People and communities who have been most impacted by COVID-19 and have lower vaccine rates might face stigma. OPH has developed guidelines on how to avoid stigmatizing language when communicating about COVID-19.Please take a moment to review OPH’s position statement on stigma.
- The map provides a snapshot of cumulative COVID-19 vaccination among Ottawa residents based on geography established by the Ottawa Neighbourhood Study (https://www.neighbourhoodstudy.ca/). Data are current as of May 09, 2022.
- The neighbourhoods reflect where people live (by their postal code), they do not necessarily reflect where residents received their vaccine.
- Data were extracted by OPH from COVaxON, the provincial asset for recording vaccinations administered in Ontario, using intellihealth Ontario. COVaxON allows for continuous prospective and retrospective updates of vaccination information. For this reason, these data are a snapshot in time, reflect the most accurate information that OPH has at the time of reporting, and may differ from other sources.
- Residents are attributed to neighbourhoods based on their postal code and, if postal code is missing, on their address, if available. Residents with a postal code that straddles more than one neighbourhood are allocated to neighbourhoods based on the relative size of the population residing in each of the straddled neighbourhoods. If there is no postal code or address information for an individual believed to reside in Ottawa, the resident is not attributed to a neighbourhood. For this reason, the number of first doses administered by neighbourhood does not sum to the total number of first doses administered among all Ottawa residents.

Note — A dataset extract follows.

PR #4811, opened 2020-04-09
BUG: Return all data nodes loaded by DICOMUtils.loadLoadables

cpinter:
Only the volume nodes were returned by the DICOMUtils.loadLoadables, which was confusing given the documentation and variable names, and also incorrect because many other types of nodes can be loaded from DICOM (fiducials, segmentations, beams, etc.). This fix allows any non-storage and non-display type node to be included in the returned list.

- In rural settings, the geographic boundaries of postal codes may span multiple health units. Since a client cannot be shared between health units, each postal code is attributed to a specific health unit by the Ministry of Health. This can cause artificially higher or lower vaccination rates in rural neighbourhoods as some non-Ottawa residents will be attributed to rural Ottawa neighbourhoods and some rural Ottawa residents will be attributed to other health units (i.e. excluded from our Ottawa resident counts), respectively. For these reasons, we are continuously monitoring and reviewing neighbourhood attributions in rural neighbourhoods using a client’s residential address, when available, and working with neighbouring health units to identify incorrectly attributed clients.

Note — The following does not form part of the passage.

PR #4813, opened 2020-04-10
BUG: Change GUI instructions in error message

JEHoctor:
The "Application Settings" menu is under "Edit", not "View". This directs the user to the right part of the UI.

- Estimates of the number of residents 5 years of age and older (5+) and 18 years of age and older (18+), by ONS neighbourhood, are based on data from the Registered Persons Database (RPDB), which has basic demographic information for anyone who has an Ontario health card number and had contact with the health care system within 9 years or contact within 3 years for individuals 65 years and older. These estimates reflect the neighbourhood populations as of September 1, 2021. Estimation of these neighbourhood populations was provided by the Institute for Clinical Evaluative Sciences (ICES), which is funded by the Ontario Ministry of Health. Parts of this material are based on data and information compiled and provided by Ontario Ministry of Health, the Canadian Institute for Health Information and Public Health Ontario. The analyses, conclusions, opinions and statements expressed herein are solely those of the authors and do not reflect those of ICES, the OHDP, the funding or data sources; no endorsement is intended or should be inferred.
- The total 2020 5+ and 18+ population for Ottawa is based on the 2020 estimate from the 2016 Canadian Census and was downloaded from IntelliHealth, Ontario Ministry of Health, on November 29, 2021. Because of the different population data sources, neighbourhood populations and vaccinations will not sum to the totals for Ottawa.
- Rates calculated from very low numbers of vaccinations are unstable and should be interpreted with caution. Rates calculated from very low numbers of vaccinations fluctuate so much that we cannot use them to compare different areas or make predictions over time. For this reason, vaccination coverage is not presented for neighbourhoods with populations of less than 1,000 or for which the total number vaccinated is less than 5.